The Wichita Falls-Wichita County Public Health District’s Environmental Health Division will continue to try to take enforcement action against those who are selling food illegally; however, the nature of the internet and social media sales makes it difficult to catch and prosecute those individuals who are selling food illegally.

In the meantime, the public is urged to not purchase and consume food items that are sold illegally. This food is not inspected; there is no assurance that it was cooked and held at the proper temperatures, or prepared in a sanitary environment. The CDC estimates that each year roughly 1 in 6 Americans get sick and 3,000 die of foodborne diseases. Most people attribute food poisoning to the last commercial food establishment they ate prior to getting sick, but that is often not the case. Most foodborne illnesses have a 24-48 hour incubation period before symptoms arise and some can even have incubation periods of a few months.

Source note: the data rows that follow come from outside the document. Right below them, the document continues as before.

Issue #942, opened 2023-11-23
query parameters validation


sbrunato:
In order to validate type and formatting of query parameters, please add a new `pydantic` class in `metadata_mapping.py`, describing all the possible queryables, from OSEO and also [ECMWF/MARS](https://confluence.ecmwf.int/display/UDOC/Keywords+in+MARS+and+Dissemination+requests).

Validation could be performed in `core._prepare_search`.

PR #1771, opened 2025-08-14
feat: search validation

dalpasso:
This pull request:

* adds validation of search requests in the EODAG API. The validation is enabled by default.
* the new parameter `validate` is used in `EODataAccessGateway`.
* removes the default values of the parameters from all ECMWF-like providers.

The validation of the search request is implemented in the API by adding a new optional argument `validate` to `EODataAccessGateway#search`.

Fixes https://github.com/CS-SI/eodag/issues/942

### DIFF
--- a/docs/notebooks/api_user_guide/3_search.ipynb
+++ b/docs/notebooks/api_user_guide/3_search.ipynb
@@ -5443,102 +5443,24 @@
    "cell_type": "markdown",
    "metadata": {},
    "source": [
-    "### Validate search request\n",
+    "### Validation\n",
     "\n",
-    "The parameter `validate` can be used to automatically validate a search request before sending it to the provider. The validation is enabled by default."
+    "The parameter `validate` can be used to automatically validate a search request before sending it to the provider. The validation is **enabled by default**."
    ]
   },
   {
    "cell_type": "markdown",
    "metadata": {},
    "source": [
-    "The following example illustrate a search request with validation disabled and the following download of the first result using invalid parameters. With ECMWF-like providers as `cop_cds`, the search is going to return a product, but the following download is going to fail."
-   ]
-  },
-  {
-   "cell_type": "code",
-   "execution_count": 11,
-   "metadata": {},
-   "outputs": [
-    {
-     "name": "stderr",
-     "output_type": "stream",
-     "text": [
-      "2025-10-06 18:48:36,135 eodag.core                       [INFO    ] Searching on provider cop_cds\n"
-     ]
-    },
-    {
-     "name": "stdout",
-     "output_type": "stream",
-     "text": [
-      "Invalid search criteria without validation: got a hand on 1 products.\n"
-     ]
-    },
-    {
-     "name": "stderr",
-     "output_type": "stream",
-     "text": [
-      "2025-10-06 18:48:36,176 eodag.download.base              [INFO    ] Download url: Not Available\n",
-      "2025-10-06 18:48:36,589 eodag.download.base              [INFO    ] Download link is not available\n"
-     ]
-    },
-    {
-     "data": {
-      "text/html": [
-       "[Retry #2] Waiting 10.588138s until next order status check (retry every 0.2' for 10')"
-      ],
-      "text/plain": [
-       "<IPython.core.display.HTML object>"
-      ]
-     },
-     "metadata": {},
-     "output_type": "display_data"
-    },
-    {
-     "name": "stderr",
-     "output_type": "stream",
-     "text": [
-      "2025-10-06 18:48:49,752 eodag.download.base              [INFO    ] Download link is not available\n"
-     ]
-    },
-    {
-     "ename": "DownloadError",
-     "evalue": "Provider cop_cds returned: None",
-     "output_type": "error",
-     "traceback": [
-      "\u001b[31m---------------------------------------------------------------------------\u001b[39m",
-      "\u001b[31mDownloadError\u001b[39m                             Traceback (most recent call last)",
-      "\u001b[36mCell\u001b[39m\u001b[36m \u001b[39m\u001b[32mIn[11]\u001b[39m\u001b[32m, line 10\u001b[39m\n\u001b[32m      8\u001b[39m products = dag.search(validate=\u001b[38;5;28;01mFalse\u001b[39;00m, **invalid_search_criteria)\n\u001b[32m      9\u001b[39m \u001b[38;5;28mprint\u001b[39m(\u001b[33mf\u001b[39m\u001b[33m\"\u001b[39m\u001b[33mInvalid search criteria without validation: got a hand on \u001b[39m\u001b[38;5;132;01m{\u001b[39;00m\u001b[38;5;28mlen\u001b[39m(products)\u001b[38;5;132;01m}\u001b[39;00m\u001b[33m products.\u001b[39m\u001b[33m\"\u001b[39m)\n\u001b[32m---> \u001b[39m\u001b[32m10\u001b[39m \u001b[43mdag\u001b[49m\u001b[43m.\u001b[49m\u001b[43mdownload\u001b[49m\u001b[43m(\u001b[49m\u001b[43mproducts\u001b[49m\u001b[43m[\u001b[49m\u001b[32;43m0\u001b[39;49m\u001b[43m]\u001b[49m\u001b[43m)\u001b[49m\n",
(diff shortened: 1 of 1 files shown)


eodag/api/core.py
```diff
@@ -25,11 +25,14 @@
...
 from importlib.metadata import version
 from importlib.resources import files as res_files
+from json import JSONDecodeError
 from operator import itemgetter
 from typing import TYPE_CHECKING, Any, Iterator, Optional, Union
+from urllib.parse import parse_qs, urlparse
 
 import geojson
 import yaml.parser
+from pydantic import ValidationError as pydanticValidationError
```
anesson-cs: We can start using PascalCase for Pydantic validation error alias: `pydanticValidationError` -> `PydanticValidationError`

eodag/plugins/search/build_search_result.py
```diff
@@ -305,11 +305,12 @@ def append_time(input_date: date, time: Optional[str]) -> datetime:
     """
     Parses a time string in format HHMM and appends it to a date.
 
-    if the time string is in format HH:MM we convert it to HHMM
+    if the time string is in format HH:MM or HH_MM we convert it to HHMM
     """
     if not time:
         time = "0000"
     time = time.replace(":", "")
+    time = time.replace("_", "")
```
anesson-cs: You can merge these two lines -> `time.replace(":", "").replace("_", "")` or `re.sub(":|_", "", time)`

eodag/api/core.py
```diff
@@ -55,10 +58,12 @@
     provider_config_init,
     share_credentials,
 )
+from eodag.plugins.download.base import Download
 from eodag.plugins.manager import PluginManager
 from eodag.plugins.search import PreparedSearch
 from eodag.plugins.search.build_search_result import MeteoblueSearch
 from eodag.plugins.search.qssearch import PostJsonSearch
+from eodag.rest.utils import format_pydantic_error
```
anesson-cs: Please duplicate this method in `eodag.utils` since the rest folder will be removed in a future eodag version.

eodag/resources/providers.yml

If you believe you have contracted food poisoning:

  • Immediately write down a three-day food history that includes everything you consumed, including those items you prepared yourself and drinks.
  • Go to the doctor. A food poisoning diagnosis is confirmed via a stool sample.
  • If you have confirmed food poisoning, your doctor will contact the Health District and a foodborne illness investigation will start. This is why the three-day food history becomes very important.